:: What the task requires ::
The word to look for is "approved". Report every line of the entries below that has it.

(Saved entries)
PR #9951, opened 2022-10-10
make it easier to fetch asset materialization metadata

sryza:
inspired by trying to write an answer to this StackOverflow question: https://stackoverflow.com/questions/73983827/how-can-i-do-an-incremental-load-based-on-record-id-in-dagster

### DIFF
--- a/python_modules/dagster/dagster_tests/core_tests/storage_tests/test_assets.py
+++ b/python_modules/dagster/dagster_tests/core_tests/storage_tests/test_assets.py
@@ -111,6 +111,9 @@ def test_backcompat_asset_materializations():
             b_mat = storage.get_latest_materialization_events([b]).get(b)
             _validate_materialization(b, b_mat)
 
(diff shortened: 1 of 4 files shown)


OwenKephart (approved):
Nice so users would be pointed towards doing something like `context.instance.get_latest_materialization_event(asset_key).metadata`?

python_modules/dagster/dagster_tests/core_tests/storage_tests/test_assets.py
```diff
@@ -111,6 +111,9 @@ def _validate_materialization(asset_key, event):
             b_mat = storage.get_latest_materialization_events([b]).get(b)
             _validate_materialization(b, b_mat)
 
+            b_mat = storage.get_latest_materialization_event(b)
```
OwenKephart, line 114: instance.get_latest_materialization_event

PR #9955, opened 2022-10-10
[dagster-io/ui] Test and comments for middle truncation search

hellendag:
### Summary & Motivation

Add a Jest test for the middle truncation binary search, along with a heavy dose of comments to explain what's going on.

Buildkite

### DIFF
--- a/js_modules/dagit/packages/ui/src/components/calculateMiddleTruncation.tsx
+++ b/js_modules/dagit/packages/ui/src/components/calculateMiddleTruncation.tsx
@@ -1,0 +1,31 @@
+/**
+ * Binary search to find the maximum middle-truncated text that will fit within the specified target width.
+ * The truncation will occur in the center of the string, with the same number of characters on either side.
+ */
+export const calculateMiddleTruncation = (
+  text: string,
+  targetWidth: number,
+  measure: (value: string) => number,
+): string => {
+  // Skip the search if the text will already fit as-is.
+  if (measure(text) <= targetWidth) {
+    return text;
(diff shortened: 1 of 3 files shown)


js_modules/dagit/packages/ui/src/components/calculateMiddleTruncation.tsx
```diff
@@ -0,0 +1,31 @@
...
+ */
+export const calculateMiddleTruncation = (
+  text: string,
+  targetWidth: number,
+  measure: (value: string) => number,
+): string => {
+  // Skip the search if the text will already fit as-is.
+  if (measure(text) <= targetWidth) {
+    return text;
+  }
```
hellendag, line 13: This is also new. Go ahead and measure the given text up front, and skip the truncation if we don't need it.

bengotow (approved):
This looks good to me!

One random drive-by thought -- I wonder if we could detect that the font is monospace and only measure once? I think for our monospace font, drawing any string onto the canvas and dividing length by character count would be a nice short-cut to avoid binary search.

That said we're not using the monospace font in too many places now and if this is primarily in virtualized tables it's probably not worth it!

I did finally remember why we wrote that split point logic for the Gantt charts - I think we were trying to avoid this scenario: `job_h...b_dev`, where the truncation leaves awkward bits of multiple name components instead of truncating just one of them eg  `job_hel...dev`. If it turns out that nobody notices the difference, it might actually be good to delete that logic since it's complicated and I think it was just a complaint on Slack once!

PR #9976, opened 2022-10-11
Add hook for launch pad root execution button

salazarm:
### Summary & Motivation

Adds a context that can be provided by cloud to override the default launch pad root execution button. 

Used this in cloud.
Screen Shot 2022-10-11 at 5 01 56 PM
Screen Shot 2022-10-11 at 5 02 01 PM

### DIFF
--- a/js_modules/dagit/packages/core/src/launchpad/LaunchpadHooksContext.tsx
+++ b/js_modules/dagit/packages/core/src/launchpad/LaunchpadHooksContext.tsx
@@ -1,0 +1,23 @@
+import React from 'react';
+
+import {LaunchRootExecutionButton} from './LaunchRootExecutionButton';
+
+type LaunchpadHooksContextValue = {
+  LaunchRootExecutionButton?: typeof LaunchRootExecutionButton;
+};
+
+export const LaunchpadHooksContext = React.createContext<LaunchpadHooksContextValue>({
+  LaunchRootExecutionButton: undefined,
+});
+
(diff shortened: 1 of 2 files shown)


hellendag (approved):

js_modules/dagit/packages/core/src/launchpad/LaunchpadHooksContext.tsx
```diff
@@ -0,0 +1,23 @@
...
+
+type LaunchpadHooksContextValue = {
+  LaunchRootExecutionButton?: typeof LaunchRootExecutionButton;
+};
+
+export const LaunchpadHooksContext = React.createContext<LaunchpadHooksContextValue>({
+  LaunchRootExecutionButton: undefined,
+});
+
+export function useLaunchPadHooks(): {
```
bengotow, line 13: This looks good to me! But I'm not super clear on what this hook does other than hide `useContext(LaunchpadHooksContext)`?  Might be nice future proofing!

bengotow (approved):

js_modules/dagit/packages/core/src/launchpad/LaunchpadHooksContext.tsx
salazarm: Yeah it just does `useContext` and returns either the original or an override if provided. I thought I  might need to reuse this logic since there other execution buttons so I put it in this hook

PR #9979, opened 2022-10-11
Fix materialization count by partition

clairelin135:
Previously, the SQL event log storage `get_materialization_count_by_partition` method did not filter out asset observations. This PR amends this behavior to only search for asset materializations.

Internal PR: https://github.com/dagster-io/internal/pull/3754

:: Answer space ::
OwenKephart (approved):
bengotow (approved):
hellendag (approved):
bengotow (approved):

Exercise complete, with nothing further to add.